____ Data provided
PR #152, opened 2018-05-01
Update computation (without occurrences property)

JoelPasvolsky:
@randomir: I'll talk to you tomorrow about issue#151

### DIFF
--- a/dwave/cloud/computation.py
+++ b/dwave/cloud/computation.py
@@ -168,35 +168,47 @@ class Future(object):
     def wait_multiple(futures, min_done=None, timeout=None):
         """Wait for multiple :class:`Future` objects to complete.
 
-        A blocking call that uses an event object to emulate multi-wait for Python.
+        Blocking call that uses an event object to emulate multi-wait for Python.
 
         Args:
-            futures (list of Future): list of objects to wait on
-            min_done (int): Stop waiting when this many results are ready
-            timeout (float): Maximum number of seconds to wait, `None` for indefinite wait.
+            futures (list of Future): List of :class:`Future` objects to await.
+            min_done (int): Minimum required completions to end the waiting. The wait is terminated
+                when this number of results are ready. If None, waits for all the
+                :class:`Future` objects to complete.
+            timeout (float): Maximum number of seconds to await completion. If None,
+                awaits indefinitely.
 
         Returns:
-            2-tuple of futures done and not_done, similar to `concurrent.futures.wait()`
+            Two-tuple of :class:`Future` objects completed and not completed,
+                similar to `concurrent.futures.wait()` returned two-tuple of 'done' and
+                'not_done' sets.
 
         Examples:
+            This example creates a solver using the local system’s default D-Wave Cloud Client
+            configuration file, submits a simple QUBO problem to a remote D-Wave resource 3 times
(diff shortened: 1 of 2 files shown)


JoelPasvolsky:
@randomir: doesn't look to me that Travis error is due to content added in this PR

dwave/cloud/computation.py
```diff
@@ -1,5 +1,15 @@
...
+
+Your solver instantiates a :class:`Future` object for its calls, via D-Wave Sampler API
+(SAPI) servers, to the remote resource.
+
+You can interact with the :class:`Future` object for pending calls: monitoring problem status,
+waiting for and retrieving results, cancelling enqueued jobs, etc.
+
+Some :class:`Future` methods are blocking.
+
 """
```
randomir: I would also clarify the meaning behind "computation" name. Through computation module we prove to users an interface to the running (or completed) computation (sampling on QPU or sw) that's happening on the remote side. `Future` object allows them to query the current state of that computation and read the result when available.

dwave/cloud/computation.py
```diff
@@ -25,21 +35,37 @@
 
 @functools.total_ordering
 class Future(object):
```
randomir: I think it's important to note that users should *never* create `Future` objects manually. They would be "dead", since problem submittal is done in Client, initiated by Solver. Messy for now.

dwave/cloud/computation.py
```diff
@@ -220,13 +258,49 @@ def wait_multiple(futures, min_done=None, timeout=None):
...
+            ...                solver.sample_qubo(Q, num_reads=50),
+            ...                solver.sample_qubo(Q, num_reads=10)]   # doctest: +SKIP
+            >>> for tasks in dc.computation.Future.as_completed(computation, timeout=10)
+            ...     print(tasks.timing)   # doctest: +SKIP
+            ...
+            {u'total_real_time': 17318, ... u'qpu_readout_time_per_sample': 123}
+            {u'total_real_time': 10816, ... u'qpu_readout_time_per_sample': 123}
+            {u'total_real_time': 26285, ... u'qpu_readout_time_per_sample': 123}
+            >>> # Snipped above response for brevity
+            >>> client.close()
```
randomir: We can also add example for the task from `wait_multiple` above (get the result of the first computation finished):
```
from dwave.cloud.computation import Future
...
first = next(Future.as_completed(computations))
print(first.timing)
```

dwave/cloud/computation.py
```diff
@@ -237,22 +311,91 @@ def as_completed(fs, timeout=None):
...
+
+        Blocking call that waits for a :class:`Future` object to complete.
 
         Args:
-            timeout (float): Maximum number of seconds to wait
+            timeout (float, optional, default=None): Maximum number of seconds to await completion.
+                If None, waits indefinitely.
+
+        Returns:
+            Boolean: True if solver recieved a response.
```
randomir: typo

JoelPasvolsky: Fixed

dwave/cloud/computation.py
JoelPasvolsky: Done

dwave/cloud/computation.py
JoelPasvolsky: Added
________
Exercise details — Within the entries, find all lines that contain "first" and copy each one.

Final answer —
randomir: We can also add example for the task from `wait_multiple` above (get the result of the first computation finished):
first = next(Future.as_completed(computations))
print(first.timing)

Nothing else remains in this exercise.